Anyway, I don't mean to keep going on about this, but thanks for writing. Good luck with the celexa.

 

Re: Meds, therapy & ever-present depression

Posted by Wayne R. on March 8, 1999, at 13:06:10

In reply to Re: Meds, therapy & ever-present depression , posted by Pat on March 8, 1999, at 12:54:41

My experience with meds working and then not working was often like a light switch. My experience with Celexa was very much like Prozac, Zoloft, Paxil, etc. It would kick in after a week or so and then last a week to a month. Then I would wake up one morning and know the bottom had dropped out. We would increase the dosage and one morning I would get up and the world was bright again. But now it would only last half as long until the bottom fell out. And on and on for years... For some there is a magic bullet and for others nothing seems to stick. See my postings about Naltrexone to see what finally changed my life. Hang in there... Wayne

 

Re: Meds, therapy & ever-present depression -- Pat

Posted by Shelley in Seattle on March 8, 1999, at 13:17:30

In reply to Re: Meds, therapy & ever-present depression , posted by Pat on March 8, 1999, at 12:54:41

>>Shelley- I identify so much with what you've written. I'm new to this website - I 've only been coming here about two weeks, I think. I just feel like I have no one to talk to that understands what I'm going through. Finding this website by accident was a godsend. Everyone here seems to know so much about depression and all the meds and terms, and I feel kind of stupid cause I don't know all this stuff, but I'm learning.

Well, Pat - don't feel bad! We are all learning as we go along :-)

>>I feel embarrassed that I'm seeing a psychiatrist. I feel like I should be able to get off all the drugs and just handle my life like everyone else.

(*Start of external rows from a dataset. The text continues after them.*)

PR #2052, opened 2018-08-23
plugin/kubernetes: Create records for portless services

### LINKED ISSUE #2046: plugin/kubernetes: replicate recent hdls svc bug fix from kube-dns
This bug fix ... kubernetes/kubernetes#67622 ... needs to be replicated in the kubernetes plugin.
And unit tests added.

chrisohaver:

If a service does not have a port declared, k8s plugin doesn't create an A/AAAA record for it.  K8s documentation says that a port declaration is not needed, hence, this is technically a bug.  

This PR injects sentinel port values for services without an declared ports.
This allows us to create `A`/`AAAA` records for services without any declared ports.
When answering `SRV`, ignore those sentinel ports.

This was recently fixed in kube-dns (see #2046). And upon reviewing the change there, I initially thought this would add significant complexity to the code.  After exploring how it would work in coredns, it turned out to be less ugly than I feared it would be. 

fixes #2046

none

### DIFF
--- a/plugin/backend_lookup.go
+++ b/plugin/backend_lookup.go
@@ -172,9 +172,9 @@ func SRV(b ServiceBackend, zone string, state request.Request, opt Options) (rec
 		w[serv.Priority] += weight
 	}
 	for _, serv := range services {
-		// Don't add the entry if the port is 0 (invalid). The kubernetes plugin uses port 0 when a service/endpoint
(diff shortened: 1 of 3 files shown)


miekg (approved):

miekg:
hmmm, conflicts :/
other lgtm.

Issue #1965, opened 2018-07-12
[kubernetes] Accept Kubeconfig File for Kubernetes Auth


Rigdon:
Currently the kubernetes plugin only accepts separate cert, key, and cacert files for authentication to remote Kubernetes clusters. Many other applications and services accept a valid Kubeconfig file for cross-cluster authentication and it would be very convenient to be able to authenticate the same way. This also helps solve the issue that currently it is necessary to issue long-lived certificates and tie them into RBAC policies in the remote Kubernetes cluster. This feature would allow users to create Service Accounts instead.

miekg:
[ Quoting <notifications@github.com> in "[coredns/coredns] [kubernetes] Acce..." ]
>and services accept a valid Kubeconfig file for cross-cluster authentication 
>and it would be very convenient to be able to authenticate the same way. This 

/label: plugin/kubernetes
/label: enhancement

chrisohaver:
I suppose the option would require specifying the context, as well as the path to the kubeconfig file. For example...

~~~
kubernetes cluster.local  {
    kubeconfig context path-to-kubeconfig
}
~~~

johnbelamaric:
#2053

PR #2053, opened 2018-08-24
Support for kubeconfig files

ZachEddy:

This pull request adds support for `kubeconfig` files to the Kubernetes plugin. If users need to connect to a remote Kubernetes cluster, they can specify the path to a `kubeconfig` file and the context they wish to use.

When the `kubeconfig` option is present, the Kubernetes plugin assigns any auth-related information to the Kubernetes REST client. That could be a token, a username and password, or TLS certificates. 

The `Corefile` ends up looking like this.

```
.:53 {
    kubernetes cluster.local {
        kubeconfig /path/to/kubeconfig contextname
    }
}
```

This feature was requested in #1965.

I added `README` documentation to the Kubernetes plugin.

### 4. General Notes

I made this a WIP because...

1. I haven't tried the `kubeconfig` option in a running Kubernetes cluster. Is there a good way to go about testing this?
2. As a temporary measure, I copied/pasted the `Config` struct from [this repository](https://github.com/ericchiang/k8s/blob/master/config.go). Can this be included as a dependency, or is it preferable to maintain separate `Config` struct inside CoreDNS?


johnbelamaric:
Hi Zach. You shouldn't need all that. We use https://github.com/kubernetes/client-go which should already support the use of the kubeconfig file. There is an example here: https://github.com/kubernetes/client-go/blob/master/examples/out-of-cluster-client-configuration/main.go#L45

chrisohaver:
> haven't tried the kubeconfig option in a running Kubernetes cluster. Is there a good way to go about testing this?

Do you mean from within a cluster?  You could create a configmap and mount it in the pod. Or add them as new values in the existing configmap md mount them in the pod. Unusual use case, But I could see that being useful in conjunction with the kubernetai plugin.

ZachEddy:
Thanks for pointing that out @johnbelamaric and sorry for the delay! I'm still not sure if I've gone about this in a sensible way.

The `clientcmd` package uses the current context inside the `kubeconfig` file unless overrides are provided, so I ended up following some code I found in [this](https://github.com/kubernetes/client-go/issues/192) GitHub issue. I wanted to mention that in case the code in `setup.go` isn't immediately obvious.

>Do you mean from within a cluster?

@chrisohaver That's not what I had in mind. I'm just wondering if I've tested my code sufficiently enough 👍

Issue #2054, opened 2018-08-26
plugin/cache: Add minimum ttl setting


aaronriekenberg:
Unbound has a cache-min-ttl setting, which is helpful to limit the number of data fetches from the backend.  From https://nlnetlabs.nl/documentation/unbound/unbound.conf/:

```  
              Time  to  live  minimum  for  RRsets  and messages in the cache.
              Default is 0.  If the minimum kicks in, the data is  cached  for
              longer than the domain owner intended, and thus less queries are
              made to look up the data.  Zero makes sure the data in the cache
              is  as the domain owner intended, higher values, especially more
              than an hour or so, can lead to trouble as the data in the cache
              does not match up with the actual data any more.
```

Seems like this would be quite easy to implement here: https://github.com/coredns/coredns/blob/master/plugin/cache/cache.go#L166

Have already gotten TTL from the message and set duration based on this TTL and the max TTL configured.  Just one more check to also clamp duration no lower than min TTL if this new option is set.  Looks like this would affect both the time the entry is stored in the cache and the TTL in the response - which is the same behavior as unbound.

Anyone see a reason not to add an additional min TTL parameter to cache?  Thinking of submitting a PR for this.

miekg:
[ Quoting <notifications@github.com> in "[coredns/coredns] plugin/cache: Add..." ]
>Unbound has a cache-min-ttl setting, which is helpful to limit the number of data fetches from the backend.  From https://nlnetlabs.nl/documentation/unbound/unbound.conf/:
>
>```
>              Time  to  live  minimum  for  RRsets  and messages in the cache.
>              Default is 0.  If the minimum kicks in, the data is  cached  for
>              longer than the domain owner intended, and thus less queries are
>              made to look up the data.  Zero makes sure the data in the cache
>              is  as the domain owner intended, higher values, especially more
>              than an hour or so, can lead to trouble as the data in the cache
>              does not match up with the actual data any more.
>```
>
>Seems like this would be quite easy to implement here: https://github.com/coredns/coredns/blob/master/plugin/cache/cache.go#L166
>
>Have already gotten TTL from the message and set duration based on this TTL and the max TTL configured.  Just one more check to also clamp duration no lower than min TTL if this new option is set.  Looks like this would affect both the time the entry is stored in the cache and the TTL in the response - which is the same behavior as unbound.
>
>Anyone see a reason not to add an additional min TTL parameter to cache?  Thinking of submitting a PR for this.

[...]

PR #2055, opened 2018-08-26
Add MINTTL parameter to cache configuration.

aaronriekenberg:
Adds a MINTTL parameter to allow specifying a minimum ttl for success and denial responses that can override the ttl for the backend.  This can be useful for limiting queries to the backend.

https://github.com/coredns/coredns/issues/2054

PR updates cache/plugin/README.md

### DIFF
--- a/plugin/cache/cache.go
+++ b/plugin/cache/cache.go
@@ -22,9 +22,10 @@ type Cache struct {
 	Next  plugin.Handler
 	Zones []string
 
-	ncache *cache.Cache
-	ncap   int
-	nttl   time.Duration
+	ncache  *cache.Cache
+	ncap    int
+	nttl    time.Duration
+	minnttl time.Duration
 
 	pcache  *cache.Cache
 	pcap    int
@@ -52,6 +53,7 @@ func New() *Cache {
 		ncap:       defaultCap,
 		ncache:     cache.New(defaultCap),
 		nttl:       maxNTTL,
+		minnttl:    minNTTL,
 		prefetch:   0,
 		duration:   1 * time.Minute,
 		percentage: 10,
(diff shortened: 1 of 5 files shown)


grobie (commented):
Why didn't you add the minttl option to negative caches as well?

chrisohaver:
> Why didn't you add the minttl option to negative caches as well?

This would be a good option.  Specifically as a means to mitigate k8s n-dots/search-path NXDOMAIN spamming issue.

aaronriekenberg:
Added minttl option to negative cache also.

plugin/cache/cache.go
```diff
@@ -100,6 +104,17 @@ func hash(qname string, qtype uint16, do bool) uint32 {
 	return h.Sum32()
 }
 
+func computeTTL(msgTTL time.Duration, minTTL time.Duration, maxTTL time.Duration) (ttl time.Duration) {
```
miekg: you don't need to repeat time.Duration for all these parameters

plugin/cache/cache.go
```diff
@@ -100,6 +104,17 @@ func hash(qname string, qtype uint16, do bool) uint32 {
...
+	ttl = msgTTL
+	if ttl < minTTL {
+		ttl = minTTL
+	}
+	if ttl > maxTTL {
+		ttl = maxTTL
+	}
+	return
```
miekg: no naked returns please, name the variable

plugin/cache/cache.go
```diff
@@ -228,7 +241,9 @@ func (w *ResponseWriter) Write(buf []byte) (int, error) {
 
 const (
 	maxTTL  = dnsutil.MaximumDefaulTTL
+	minTTL  = 0
 	maxNTTL = dnsutil.MaximumDefaulTTL / 2
+	minNTTL = 0
```
miekg: in pkg/dnsutil/ttl.go we say the minimum ttl coredns allows is 5s, which may not be (currently) true, but certainly clashes with these values.

plugin/cache/cache.go
aaronriekenberg: Fixed

plugin/cache/cache.go
aaronriekenberg: Fixed

plugin/cache/cache.go
aaronriekenberg: Set minTTL and minNTTL to dnsutil.MinimalDefaultTTL.

miekg (approved):

grobie (approved):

I don't think there is anything to be embarrassed about re: seeing a psychiatrist. I view it as going to a doctor and trying to get well, which we do for every other kind of thing that is bothering us. And by going, you are trying to help yourself to figure it out instead of just wallowing in it - that can be seen only as positive! And what about people who take heart medicine everyday, or insulin for diabetes? Depression (et al) is just as serious and life-threatening. So please don't sell short your efforts J

As for Celexa, I would recommend starting VERY slowly if you have had strong reactions to other SSRIs. I had a very strong reaction to Zoloft, but when I tried Celexa I started at 5 mg/day (that's one quarter of the pink pill! If you get a pill-cutter from the drug store, it is not hard to come up with four reasonably even pieces), I had almost no side effects. I slowly worked my way up to 20mg over about 2 weeks, and then worked up to 60mg (though you may not need to go that high!). It took a bit longer to get a full response that way, but for me it was worth it - I am a life-long insomniac and I had no sleep disturbance with Celexa (still don't even at 60mg, whereas Zoloft kept me up half the night), and any other side effects (like dry mouth) were mild enough to deal with. The sexual dysfunction-thing went away after nearly 2 months (totally went away!). So if you get Celexa tomorrow, my opinion is to start slow and hang in there with it if you can. Good luck, Pat - and let me know what happens!

 

Re: Meds, therapy & ever-present depression

Posted by Peter on March 9, 1999, at 20:39:34

In reply to Meds, therapy & ever-present depression , posted by Shelley in Seattle on March 8, 1999, at 12:21:25

Hey Shelley,

I totally understand where you are coming from. I endured 10+ years of therapy and got many insights but I was still depressed. My first experience of normaility (probably since age 3) was when I took Prozac. I found Prozac began to wear off after 2 years. For the last 3 years I have tried every medication under the sun and have had only some success. Currently on Zyprexa, Lithium and Celexa. I plan on upping dose of Celexa to 40 mg soon.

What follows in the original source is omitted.